The reasons given are not the same. If your project grows, then a good option is to place an additional server in another data center to increase service availability. And in the case of the increasing popularity of information raiding, the option is even necessary. Is this service for you? Yes, you can also use the existing functionality.

So, let us dwell on the fact that CISCO ACE (or any other decent balancer) is able to distribute the load not only between directly connected servers, but also between remote resources. This mode is called Routed One-Arm-Mode (or On-a-Stick).

The architecture of this mode is nothing special, just instead of Destination NAT (for farm hosts), the balancer produces additional Source NAT. Well, all other functions have not been canceled. I propose to consider an example demonstrating the possibilities.



In this case, all your traffic is sent to a virtual address (VIP). This address is assigned to the balancer. Processing requests, it redirects them to remote servers. All servers belong to the same structural group - the server farm. We will make a small adjustment. In many ways, it will repeat the structure discussed in the first article.

1. Create a server
In our case there are three servers, with the addresses specified in the topology:

 rserver host SERVER-1 description SERVER-1 ip address 1.1.1.1 inservice 
rserver host SERVER-2 description SERVER-2 ip address 2.2.2.2 inservice
rserver host SERVER-3 description SERVER-3 ip address 3.3.3.3 inservice
rserver host SERVER-1 description SERVER-1 ip address 1.1.1.1 inservice
rserver host SERVER-2 description SERVER-2 ip address 2.2.2.2 inservice
rserver host SERVER-3 description SERVER-3 ip address 3.3.3.3 inservice
 rserver host SERVER-1 description SERVER-1 ip address 1.1.1.1 inservice 
rserver host SERVER-2 description SERVER-2 ip address 2.2.2.2 inservice
rserver host SERVER-3 description SERVER-3 ip address 3.3.3.3 inservice
rserver host SERVER-1 description SERVER-1 ip address 1.1.1.1 inservice
rserver host SERVER-2 description SERVER-2 ip address 2.2.2.2 inservice
rserver host SERVER-3 description SERVER-3 ip address 3.3.3.3 inservice
 rserver host SERVER-1 description SERVER-1 ip address 1.1.1.1 inservice 
rserver host SERVER-2 description SERVER-2 ip address 2.2.2.2 inservice
rserver host SERVER-3 description SERVER-3 ip address 3.3.3.3 inservice


2. We describe the rules for determining the availability of services (let there be a WEB server)
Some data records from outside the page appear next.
PR #259, opened 2023-06-28
Add support for collapsed sidebar groups

HiDeoo:

- Changes to Starlight code

#### Description

As [discussed](https://discord.com/channels/830184174198718474/1120359166574338058/1120650956271534090) on Discord, this pull request adds support for collapsed sidebar groups:

- Sidebar groups can be collapsed by default using a new `collapsed` option defaulting to `false`.
- Autogenerated subgroups respect the `collapsed` property of their parent group by default.
- Autogenerated subgroups can override this behaviour using the `autogenerate.collapsed` property.

The reasoning behind the third point is to support the use case where an integration could generate a `ManualSidebarGroup` containing multiple `AutoSidebarGroup`, e.g. my [`starlight-typedoc`](https://github.com/HiDeoo/starlight-typedoc) integration where I could want a default output similar to:

```plaintext
- API (not collapsed)
  - module 1 (collapsed)
    - classes (collapsed)
    - functions (collapsed)
  - module 2 (collapsed)
    - classes (collapsed)
    - functions (collapsed)
```

I think having the ability to override the default behaviour of autogenerated subgroups is great for flexibility but it may also adds too much complexity to the API. If you think it's too much, I can remove this feature and only support the default behaviour.

I am not hyper confident on the wording of the documentation so feel free to suggest changes.

Here are some screenshots of the new default behaviour with the following file structure:

```plaintext
├─ getting-started.md
├─ showcase.md
├─ reference
│  ├─ test-a
│  │  ├─ index.md
│  │  ├─ test-a-a
│  │  │  ├─ index.md
│  ├─ test-b
│  │  ├─ index.md
│  │  ├─ test-b-b
│  │  │  ├─ index.md
```

<table>
  <tr>
    <th>Configuration</th>
    <th>Default Preview</th>
    <th>Preview after expanding</th>
  </tr>
  <tr>
    <td>
      <pre>
{
  label: 'Start Here',
  collapsed: true,
  items: [
    {
      label: 'Getting Started',
      link: 'getting-started',
    },
    {
      label: 'Showcase',
      link: 'showcase',
    },
  ],
}
      </pre>
    </td>
    <td>
      SCR-20230628-podo
    </td>
    <td>
      SCR-20230628-pobc
    </td>
  </tr>
  <tr>
    <td>
      <pre>
{
  label: 'Reference',
  autogenerate: {
    directory: 'reference'
  },
  collapsed: true,
}
      </pre>
    </td>
    <td>
      SCR-20230628-phtn
    </td>
    <td>
      SCR-20230628-phrs
    </td>
  </tr>
  <tr>
    <td>
      <pre>
{
  label: 'Reference',
  autogenerate: {
    directory: 'reference',
    collapsed: true
  },
  collapsed: false
}
      </pre>
    </td>
    <td>
      SCR-20230628-piqm
    </td>
    <td>
      N/A
    </td>
  </tr>
</table>


packages/starlight/utils/user-config.ts
```diff
@@ -35,6 +35,11 @@ const SidebarBaseSchema = z.object({
   translations: z.record(z.string()).default({}),
 });
 
+const SidebarCollapsibleItemSchema = z.object({
+  /** Whether this item should be collapsed by default. */
+  collapsed: z.boolean().default(false),
+});
```
delucis, line 41: I think I might suggest extending here already, something like this:

```suggestion
const SidebarGroupSchema = SidebarBaseSchema.extend({
  /** Whether this item should be collapsed by default. */
  collapsed: z.boolean().default(false),
});
```

And then using `SidebarGroupSchema` _instead_ of the base schema for the individual group types. Would avoid some of the awkwardness of the `&` intersections and the `merge` call for `ManualSidebarGroupSchema`.

docs/src/content/docs/reference/configuration.md
delucis, line 1: I think the best thing to do here is probably to separate out the documentation of `collapsed` into a dedicated sections instead of mixing it in with the basics — kind of like we do for the “Translating labels” section below.

I can take a pass at doing that if it’s OK with you?

docs/src/content/docs/reference/configuration.md
```diff
@@ -157,8 +160,11 @@ type SidebarItem = {
   translations?: Record<string, string>;
 } & (
   | { link: string }
-  | { items: SidebarItem[] }
-  | { autogenerate: { directory: string } }
+  | { items: SidebarItem[]; collapsed?: boolean }
+  | {
+      autogenerate: { directory: string; collapsed?: boolean };
```
delucis, line 165: Definitely feeling pleased with myself for making `autogenerate` an object 😁 

I had a suspicion some day we might want stuff in addition to the directory!

packages/starlight/utils/navigation.ts
```diff
@@ -64,7 +66,7 @@ function groupFromAutogenerateConfig(
   routes: Route[],
   currentPathname: string
 ): Group {
-  const { directory } = item.autogenerate;
+  const { collapsed: collapsedGeneratedEntries, directory } = item.autogenerate;
```
delucis, line 69: This is totally a tiny detail, so please excuse me being fussy! I can understand renaming here for clarity, but I’d suggest this naming as it’s a bit more compact (collapsed!) and I think reads nicely alongside `item.collapsed`.
```suggestion
  const { collapsed: subgroupCollapsed, directory } = item.autogenerate;
```

packages/starlight/utils/navigation.ts
```diff
@@ -77,7 +79,8 @@ function groupFromAutogenerateConfig(
   return {
     type: 'group',
     label: pickLang(item.translations, localeToLang(locale)) || item.label,
-    entries: sidebarFromDir(tree, currentPathname, locale),
+    entries: sidebarFromDir(tree, currentPathname, locale, collapsedGeneratedEntries ?? item.collapsed),
```
delucis, line 82:
```suggestion
    entries: sidebarFromDir(tree, currentPathname, locale, subgroupCollapsed ?? item.collapsed),
```

delucis (commented):
Lovely! Agree with adding `collapsed` also on the `autogenerate` object. It does increase the API surface slightly, but I can see the use case and it’s not something everyone will have to use if they don’t need it.

I can take a pass at the docs if that’s helpful!

packages/starlight/components/SidebarSublist.astro
```diff
@@ -21,7 +21,7 @@ interface Props {
             {entry.label}
           </a>
         ) : (
-          <details open>
+          <details open={!entry.collapsed}>
```
delucis, line 24: I realised something while walking the dog this morning: what happens when you visit a page inside a collapsed section? And what would people expect?

In Vitepress or Docusaurus, the `collapsed` setting applies on initial load but as you expand sections and navigate pages, the sidebar stays in place, keeping its state. In Starlight, when you navigate to a new page, you’ll always return the server-rendered sidebar state.

I think we’d probably want to have the current page link visible on load, so maybe we need to account for that when setting the `open` attribute?

```suggestion
          <details
            open={entry.entries.flat(Infinity).some(i => i.isCurrent) || !entry.collapsed}
          >
```

packages/starlight/utils/user-config.ts
HiDeoo: Way better indeed 👍🏼

docs/src/content/docs/reference/configuration.md
HiDeoo: Great call indeed.

packages/starlight/utils/navigation.ts
HiDeoo: No worries, on the contrary, I even knew this was not a good name after hitting the refactor shortcut at least 4 times for this one ^^

HiDeoo:
Pushed changes to include your great suggestions. Thanks for the review.

> I can take a pass at doing that if it’s OK with you?

If you find the time, that would be really appreciated. I'm not really happy with all the attempts I made and I think I am ending with something more complicated than it should be. If not, ping me and I will take another pass at it.

packages/starlight/components/SidebarSublist.astro
delucis: Oh yeah! In fact my naive `flat` version probably would not have worked at all now I think about it — nice one.

delucis (approved):
Took a pass at the docs here and @sarah11918 also says they’re OK so that’s good enough for me 😄

Should be ready to merge tomorrow 🚀

PR #261, opened 2023-06-28
Fix autogenerated nav for pages of fallback content

delucis:

- Changes to Starlight code

#### Description

#237 switched our navigation auto-generation logic to use file `id`s instead of `slug`s so that user config can match the authored on-disk file names. However, I missed that this meant that we were reaching into fallback content to retrieve the `id` which would still contain the original content locale in the path instead of the locale of the current language (e.g. in Starlight’s docs, `guides/customization.md` would be used in the French docs instead of `fr/guides/customization.md`). This led to fallback content simply not being picked up by our tree-building function.

This PR fixes this by adding a localized `id` to the top level of each route as we already do for `slug` and uses that `id` instead of the original entry `id` during navigation generation.


natemoo-re (approved):
LGTM

PR #268, opened 2023-06-29
feat: Added `isOpen` option to ManualSideBarGroup

nikcio:

- Changes to Starlight code

#### Description

Added an `isOpen` option to the groups in the sidebar. Sometimes you don't want a group to be expanded/open by default only if a user navigates to it or needs to see the topics.

Example:
image

The first `Start Here` group is without the option to defaults to `true` and acts like before. The second `Start Here` group has `isOpen` set to `false` in the `astro.config.mjs`.


delucis:
Thanks for this PR @nikcio! We're actually already working on more or less this feature in #63! OK if we close this in favour of that?

nikcio:
@delucis Oh didn't see that. Go with that 😄

PR #274, opened 2023-06-30
i18n(ja): Add 404.md

morinokami:

#### Description

- Add 404.md.


delucis (approved):
Thank you @morinokami — we would be lost without you 😄

PR #281, opened 2023-06-30
Add support for translating the site title

delucis:

- Changes to Starlight code

#### Description

Adds a `titleTranslations` config option that allows multilingual sites to set a different title for each language they support:

```js
starlight({
  title: 'My Docs',
  titleTranslations: {
    pt: 'Meus Docs',
  },
  defaultLocale: 'en',
  locales: {
    en: { label: 'English' },
    pt: { label: 'Português' },
  },
});
```


sarah11918 (approved):
Approving the config docs!

delucis (commented):
Got some feedback [on Discord](https://discord.com/channels/830184174198718474/1124360008835018884/1124363502614749265) that this API might not scale as well as we add more translatable strings. Going to put this on hold for a future release as we discuss.

lorenzolewis:
I'm not sure about the lifecycle here, but would it be possible to expose a `t()` function similar to the Astro recipe and use that within the config: https://docs.astro.build/en/recipes/i18n/#translate-ui-strings

So a similar config could look like this:
```ts
import { t } from '@astrojs/starlight'
starlight({
  title: t('My Docs'),
  defaultLocale: 'en',
  locales: {
    en: { label: 'English' },
    pt: { label: 'Português' },
  },
});
```

`t()` giving access to any values in the existing i18n system.

delucis:
This has got rather stale and we likely want a different approach, so will close for now.

PR #740, opened 2023-09-22
Remove CommandKit from showcase

notunderctrl:

#### Description

- What does this PR change? Remove the CommandKit docs site as it no longer uses Astro Starlight.


notunderctrl:
First of all, I don't hate Starlight. It's one of the best tools I've ever used to setup docs, so good job there!

The reason I've moved to Nextra was really just mostly about the docs look I was going for + SPA feel I wanted. I did use view transitions but unfortunately that's not fully adopted by browsers right now.

With that said I'll definitely use Starlight in the future considering how easy it was to work with it.

Thanks :)

PR #742, opened 2023-09-22
Add Expressive Code to Starlight

### LINKED ISSUE #461: Copy button for Code Blocks

0.6.1

### What is your idea?

Add a `copy` button to code blocks so people can easily copy-paste example code.

Already a thread in Discord on this but figured it would be nice to turn it into an issue (for selfish reasons so I can track it downstream 😅): https://discord.com/channels/830184174198718474/1070481941863878697/1120347723128909914

Make it easier for developers to follow code examples

The amazing Astro Docs: https://docs.astro.build/en/getting-started/#start-your-first-project

### Participation

hippotastic:

- Changes to Starlight code

#### Description

- Integrates `astro-expressive-code` into Starlight
- Adds an `expressiveCode` config option & schema that allows configuring the integration.
- Adds `expressiveCodeI18nSchema` including all translatable strings, similar to the Pagefind schema.
- Adds information about the configuration options and i18n to the docs.
- Closes #461


HiDeoo:
This is looking super great :tada: Amazing work!

I'll play more with it later and make a more thorough review but I have a few small questions:

- Is the font change expected, shouldn't it respect `--sl-font-system-mono`? Same question for the font size.
- I see you are using `color-mix()` which [seems](https://caniuse.com/?search=color-mix) to have landed fairly recently on some browsers, e.g. March 2023 on Chrome, May 2023 on Firefox, and 10 days ago on Chrome for Android if I read that correctly. Could it be a concern? Wouldn't it be a bit too early to use it?
- "file names/titles" in code block are not selectable, is that expected? I have to say, even more for new files, it's super handy to be able to quickly select it to copy it. At least that would be my expectation.

Again, great work! :clap:

hippotastic:
Thank you for the valuable feedback, @HiDeoo!

- Great catch regarding the font family & font size! I have now referenced the CSS variables `var(--__sl-font-mono)` and `var(--sl-text-code)` that Starlight also uses for inline code.
- The file names / titles were not selectable due to a pseudo-element blocking the inputs. I have also fixed this. Thank you for testing this!
- I intentionally only used `color-mix()` for a single border style that looked too prominent otherwise. If the browser does not support this function, the border will simply become transparent, which does not impact the overall look and usability in my opininon.

HiDeoo:
Wow, thanks for the quick and efficient updates and answers! Really appreciate it.

kevinzunigacuellar:
One small nits, 

- code blocks were slightly updated from sharp to rounded corners. 
- the syntax highlight seems to be different from the previous default

| Before                                                                                                                          | After                                                                                                                           |
|---------------------------------------------------------------------------------------------------------------------------------|---------------------------------------------------------------------------------------------------------------------------------|
| image | image |

hippotastic:
Both correct, good observations!

The slightly rounded corners could be turned off by providing a styleOverrides setting of `{ borderRadius: '0' }`. However, I honestly like the rounded ones better - especially in combination with the tabs. Starlight also has rounded corners in other places like the next/previous page navigation buttons at the end of pages, so I hoped that this is close enough. 😄 If it's a hard requirement to keep the previous style, we could of course change the defaults.

The different syntax highlighting colors are a result of different default themes. Starlight only supported a single theme before and used custom CSS variables to make this one theme work in both dark and light mode, while Expressive Code supports freely definable separate dark and light themes and uses the GitHub dark and light themes as the default. If you have another VS code / Shiki theme in mind that you'd like to use instead of `github-dark`, please let me know. We could even develop our own themes, which might be interesting from a branding perspective! I just picked these ones for now because they are already bundled with Shiki and seemed to be a popular choice.

HiDeoo:
I have a bit more high-level question (and I am also curious ^^).

With these changes, we would be shifting away from the `css-variables` theme to the good old shiki approach of rendering & shipping every code blocks twice. According to [this comment](https://github.com/shikijs/shiki/issues/33#issuecomment-905953016) from Fred, there was a bit of a pushback from the Astro community regarding that last approach, which is what actually led to the `css-variables` theme. I am wondering if with Starlight's [emphasis on page weight](https://starlight.astro.build/environmental-impact/#page-weight), this could also be a concern?

Was any thought or experimentation done regarding using [`shikiji`](https://github.com/antfu/shikiji) (Anthony Fu ESM-focused rewrite of `shiki`) which replaces the `css-variables` theme by a new [interesting approach](https://github.com/antfu/shikiji#lightdark-dual-themes) to support light/dark themes? Or maybe the idea would be to wait until this is ported back to `shiki` itself, if that ever happens, as this [seems](https://github.com/antfu/shikiji#whats-next) to be the plan?

hippotastic:
I'm honestly not a big fan of the CSS variables theme as it's making it impossible to ensure an accessible color contrast ratio when adding annotations to code. Expressive Code puts an emphasis on accessibility by always checking the color contrast and tweaking the syntax highlighting colors when necessary. With CSS variables, it cannot know what the actual syntax token color is going to be, so we might end up with bad accessibility. Due to this, I even intentionally disabled the CSS variables theme in Expressive Code.

hippotastic:
Just had a look at Shikiji, and an approach like this definitely looks more promising than the CSS variables theme to me!

However, themes in Expressive Code are more than just syntax highlighting. The themes provide a full spectrum of UI colors as well, and these will be used by plugins like frames to render editor tabs, terminal windows etc., all of which Shikiji doesn't address because it seems to be focused on syntax highlighting only.

I think we can (and I will) explore approaches for more efficient multi-theming for sure, but this would take a considerable amount of time and should not be done in the scope of this PR in my opinion.

HiDeoo:
I totally agree with you regarding the `css-variables` theme approach to use CSS variables to read the colors for the tokens.

The `shikiji` new approach to use CSS variables to actually store the colors on each token is a very interesting one indeed and I was curious to get your opinion on it (hence the "more high-level question" comment). Thanks for taking the time to detail how theming works in Expressive Code as this is not something I'm in-depth familiar with and also your plans to explore more ideas. 🙌 Very interesting!

PS: Definitely outside the scope of this PR to experiment with this, I agree.

hippotastic:
Sure thing! I love both Orta's and Anthony's work on this and think that a Shikiji-like approach might work even for UI theming in Expressive Code. Finding a way to get efficient multi-theme output is on my roadmap as well. Thank you for all the valuable input and context!

hippotastic:
Ok, so I couldn't get this out of my head and experimented with CSS variable-based approaches to multi-theming inspired by Shikiji - and it seems to work!

One of the next Expressive Code releases will always generate a single output per code block, no matter how many themes you define. The theme-based parts of the UI (everything you can see in `styleOverrides`) will all be migrated to CSS variables, too.

This migration will take me a while though, so I think it's your decision whether the current version is good enough for Starlight and we'll integrate it now and just upgrade the dependency later when the new rendering is available, or if you'd rather want to wait for the more efficient multi-theme rendering. I know how much we are focused on performance and minimal footprint (and I care a lot about that myself), but I also know how many devs are already waiting for Expressive Code features like text markers or the copy button. 😄 Probably not easy to decide - I'm fine with both options!

HiDeoo:
> Ok, so I couldn't get this out of my head and experimented with CSS variable-based approaches to multi-theming inspired by Shikiji - and it seems to work!

Oh boy, this is all my fault. I'm so sorry. Altho, I find it excellent news to know that the discussion could lead to some improvements in that area and that their approach could potentially work in a way more complex setup like the one from Expressive Code. :tada:

Personally, and it's only my own opinion of course, I think it would be fine to pursue with the proposed changes in this PR and later, when it's ready, upgrade the dependency. This would mean people can benefit from the amazing Expressive Code features as soon as possible. When I mentioned the double rendering, I did that asking in a question if it could be a concern because I have no idea personally so maybe some other people will have a better idea about it.

hippotastic:
No worries at all! It's not your fault if you provide great input to successfully nerd-snipe me! 😄

HiDeoo:
A few more high-level comments:

- I think the [code blocks section](https://starlight.astro.build/guides/authoring-content/#code-blocks) in the Authoring Content in Markdown guide could be updated to describe some new syntaxes added by Expressive Code? It may also be worth linking to the Expressive Code docs for Markdown/MDX usage for the [frames](https://github.com/expressive-code/expressive-code/blob/main/packages/@expressive-code/plugin-frames/README.md#usage-in-markdown--mdx-documents) and [text markers](https://github.com/expressive-code/expressive-code/blob/main/packages/@expressive-code/plugin-text-markers/README.md#usage-in-markdown--mdx-documents) plugins?
- There are many places in the documentation where we could use some Expressive Code text markers, but I guess it may be easier to add them in a follow-up PR. I'll try to prepare a list of places where I think we could use them.

lorenzolewis:
A bit late to the party so feel free to disregard, but when we were doing some work on other UI components the Starlight design system has a pattern of interactive components having rounded corners and non-interactive having square corners. Here's a link to the Figma file in case you wanted to take a peek: https://www.figma.com/file/GrDkcguAR7tSWPFuLVDixq/Theme---Starlight-Docs?type=design&node-id=1%3A2&mode=design&t=ypLDqrL9TDbNrovJ-1

Regardless, I'm super excited to see this and I know myself (as well as some of our readers over at Tauri) are excited for it! 🥳

packages/starlight/integrations/expressive-code.ts
```diff
@@ -0,0 +1,265 @@
...
+					theme = customizeTheme(theme) ?? theme;
+				}
+				if (minSyntaxHighlightingColorContrast > 0) {
+					ensureMinTokenColorContrast(theme, minSyntaxHighlightingColorContrast);
+				}
+				return theme;
+			},
+			useThemedSelectionColors,
+			styleOverrides: {
+				codeFontFamily: 'var(--__sl-font-mono)',
```
delucis, line 162: I believe APIs might change slightly but documenting here some tweaks I made to align the design closer to our Figma mock-ups:

```suggestion
				borderRadius: '0',
				borderWidth: '1px',
				codePaddingBlock: '0.75rem',
				codePaddingInline: '1rem',
				codeFontFamily: 'var(--__sl-font-mono)',
```

delucis (commented):
Super excited for this. Making some notes although I know @hippotastic is working on some upstream changes that will need to be integrated here before we merge this, so appreciate everyone’s patience while waiting for this amazing PR!

packages/starlight/integrations/expressive-code.ts
trueberryless: I'm not sure if I speak for everybody - I now opinions are different -, but personally I liked the rounded corners a lot more actually... I used them on my website already and the look fantastic, especially sh and bash with the terminal look. But I guess if I want rounded corners, I have to edit the settings locally...

delucis: Yes, this change would just align the default design more with all our other defaults but you could still set options to configure this to your taste and customise how things look.

packages/starlight/integrations/expressive-code.ts
```diff
@@ -0,0 +1,265 @@
...
+				codeFontSize: 'var(--sl-text-code)',
+				codeLineHeight: 'var(--sl-line-height)',
+				uiFontFamily: 'var(--__sl-font)',
+				textMarkers: {
+					defaultChroma: '45',
+					backgroundOpacity: '60%',
+					...textMarkersStyleOverrides,
+				},
```
delucis, line 170: One more comment here to note that we want to (with the future API coming soon™️) make the default highlight better match the user-configured colour scheme. Currently the default highlight blue and Starlight UI blue don’t quite match:

UI elements on a Starlight page alongside the code highlight showing different shades of blue

And this could be even more noticeable with a custom colour scheme. While the green/red highlights for insertions and deletions have a semantic purpose, I’m proposing using a highlight colour that is simply a lighter version of the background colour so that it remains consistent no matter the user-configured colour scheme. Here’s a small example thrown together (exact brightness TBD — should maintain accessible contrast with the text):

| With default colour scheme | With custom colour scheme |
|---|---|
| image | image |

Obviously this would just be the default we set, and users who prefer a specific highlight colour could choose to configure one.

The other option would have been to use the user’s theme accent colour for these highlight’s but I think that risks clashing with the insertion and deletion styles if someone has a red or green theme accent, so this feels like a good neutral default where we only rely on a brightness contrast and not also a hue difference.

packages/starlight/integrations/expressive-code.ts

 probe http HTTP_PROBE interval 5 passdetect interval 10 passdetect count 2 request method head url /index.html expect status 200 210 header User-Agent header-value "LoadBalance" 
probe icmp ICMP_PROBE interval 10 passdetect interval 60 passdetect count 4 receive 1
probe http HTTP_PROBE interval 5 passdetect interval 10 passdetect count 2 request method head url /index.html expect status 200 210 header User-Agent header-value "LoadBalance"
probe icmp ICMP_PROBE interval 10 passdetect interval 60 passdetect count 4 receive 1
 probe http HTTP_PROBE interval 5 passdetect interval 10 passdetect count 2 request method head url /index.html expect status 200 210 header User-Agent header-value "LoadBalance" 
probe icmp ICMP_PROBE interval 10 passdetect interval 60 passdetect count 4 receive 1


What parameters and for what are intended - described in the first article .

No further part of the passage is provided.